_Directions:_ From the entries provided below, copy each line that contains the word "should".

(Records from a data collection)
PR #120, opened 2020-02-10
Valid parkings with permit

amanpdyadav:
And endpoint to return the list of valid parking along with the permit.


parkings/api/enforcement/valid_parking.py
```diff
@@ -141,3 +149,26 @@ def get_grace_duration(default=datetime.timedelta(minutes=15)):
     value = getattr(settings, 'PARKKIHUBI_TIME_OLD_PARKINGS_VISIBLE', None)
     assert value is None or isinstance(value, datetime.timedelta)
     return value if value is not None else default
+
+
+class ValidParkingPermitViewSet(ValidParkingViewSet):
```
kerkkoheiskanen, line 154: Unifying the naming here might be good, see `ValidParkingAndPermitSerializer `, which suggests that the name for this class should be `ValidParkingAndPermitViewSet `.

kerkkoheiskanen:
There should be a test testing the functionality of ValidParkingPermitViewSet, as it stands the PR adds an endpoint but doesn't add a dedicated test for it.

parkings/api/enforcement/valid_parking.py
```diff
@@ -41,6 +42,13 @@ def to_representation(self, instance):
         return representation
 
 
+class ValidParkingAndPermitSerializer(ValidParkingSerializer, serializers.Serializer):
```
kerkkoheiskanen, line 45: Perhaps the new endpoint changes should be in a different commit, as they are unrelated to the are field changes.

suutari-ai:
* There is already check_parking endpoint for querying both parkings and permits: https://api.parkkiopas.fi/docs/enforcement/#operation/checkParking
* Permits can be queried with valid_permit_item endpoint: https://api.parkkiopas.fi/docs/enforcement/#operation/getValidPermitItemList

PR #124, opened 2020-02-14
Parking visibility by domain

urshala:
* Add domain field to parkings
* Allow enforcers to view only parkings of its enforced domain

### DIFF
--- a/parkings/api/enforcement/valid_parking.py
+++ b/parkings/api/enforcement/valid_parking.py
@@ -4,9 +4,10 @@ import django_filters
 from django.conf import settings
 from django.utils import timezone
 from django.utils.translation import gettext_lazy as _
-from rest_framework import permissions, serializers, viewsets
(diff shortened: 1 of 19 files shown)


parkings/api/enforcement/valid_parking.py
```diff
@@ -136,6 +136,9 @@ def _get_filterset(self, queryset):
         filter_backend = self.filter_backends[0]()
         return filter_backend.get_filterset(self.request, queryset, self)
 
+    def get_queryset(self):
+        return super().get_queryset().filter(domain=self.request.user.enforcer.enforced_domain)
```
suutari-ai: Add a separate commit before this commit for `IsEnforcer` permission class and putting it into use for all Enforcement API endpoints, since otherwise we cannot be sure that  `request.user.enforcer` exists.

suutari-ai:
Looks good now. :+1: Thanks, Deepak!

_Output of the task:_
kerkkoheiskanen, line 154: Unifying the naming here might be good, see `ValidParkingAndPermitSerializer `, which suggests that the name for this class should be `ValidParkingAndPermitViewSet `.
There should be a test testing the functionality of ValidParkingPermitViewSet, as it stands the PR adds an endpoint but doesn't add a dedicated test for it.
kerkkoheiskanen, line 45: Perhaps the new endpoint changes should be in a different commit, as they are unrelated to the are field changes.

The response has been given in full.